Brandy Cove is a small smugglers' bay on the eastern Gower Peninsula, tucked under limestone cliffs that once served as cover for contraband runs. In local folklore, the caves there became associated with Old Moll, a witch regarded as both cursed and cursing: wherever she walked, misfortune followed in her wake. Children in her vicinity suffered night terrors, animals went lame, and crops rotted in the ground. She was feared rather than pitied, and in some versions of the tradition she was active during the height of the smuggling era, her presence providing a ready explanation for accidents and losses that could not otherwise be accounted for.
The story
The community eventually organised against her. A vigilante group gathered silver coins and had them melted down and cast into bullets, since standard lead was held to have no power against a witch. They hunted her to the cave, and the volley of silver struck her in the leg. She escaped — wounded but alive — and left the Gower Peninsula entirely, travelling inland and reportedly carrying her ill-luck with her wherever she went. The tradition does not record her death or ultimate fate, only her expulsion.

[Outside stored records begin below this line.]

PR #458, opened 2018-06-11
do_prophet: handle "month" and larger time unit in test mode

hideaki:
### Description
do_prophet: handle "month" and larger time unit in test mode correctly.

### Checklist

- [ ] Pass devtools::check()
- [x] Pass devtools::test()
- [x] Tested with Exploratory

### DIFF
--- a/R/prophet.R
+++ b/R/prophet.R
@@ -153,8 +153,11 @@ do_prophet_ <- function(df, time_col, value_col = NULL, periods, time_unit = "da
 
 
     if (test_mode) {
-      # fill aggregated_data$ds with missing data/time.
-      # this is necessary to make forecast period correspond with test period in test mode when there is missing date/time in original aggregated_data$ds.
+      # Remove end of aggregated_data as test data to make training data.
+
+      # Fill aggregated_data$ds with missing data/time.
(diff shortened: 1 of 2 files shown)


R/prophet.R
```diff
@@ -165,9 +165,18 @@ do_prophet_ <- function(df, time_col, value_col = NULL, periods, time_unit = "da
       else {
         time_unit_for_seq <- time_unit
       }
-      ts <- seq.POSIXt(as.POSIXct(min(aggregated_data$ds)), as.POSIXct(max(aggregated_data$ds)), by=time_unit_for_seq)
-      if (lubridate::is.Date(aggregated_data$ds)) {
-        ts <- as.Date(ts)
+      # Create periodical sequence of time to fill missing date/time
+      if (time_unit %in% c("hour", "minute", "second")) { # Use seq.POSIXt for unit smaller than day.
```
kei51e: Do you need the same processing in non-test mode?

hideaki: This is only for determining when to start test period. So no need of this for non-test mode.

hideaki: Added some more comment to explain what this is for.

The Old Moll legend is documented in Jane Aaron's academic study Welsh Gothic (University of Wales Press) as part of the broader tradition of female supernatural figures on the Gower coast, alongside Gwrach-y-Rhibyn sightings at Pennard Castle and the wider use of caves as liminal spaces in south Welsh folk narrative. The name 'Brandy Cove' itself derives from the smuggling trade that made the bay famous, and local storytelling has long intertwined the supernatural with the criminal at this site.